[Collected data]
PR #2154, opened 2026-06-09
fix(nvidia/snap): CUDA GPU detection under snap strict confinement

kenvandine:
## Summary

- Try `/usr/bin/nvidia-smi` explicitly since `nvidia-smi` may not be in `PATH` under snap strict confinement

-- EXERCISE DETAILS --
Return every entry verbatim.

-- THE ANSWER --
PR #2154, opened 2026-06-09
fix(nvidia/snap): CUDA GPU detection under snap strict confinement

kenvandine:
## Summary

- Try `/usr/bin/nvidia-smi` explicitly since `nvidia-smi` may not be in `PATH` under snap strict confinement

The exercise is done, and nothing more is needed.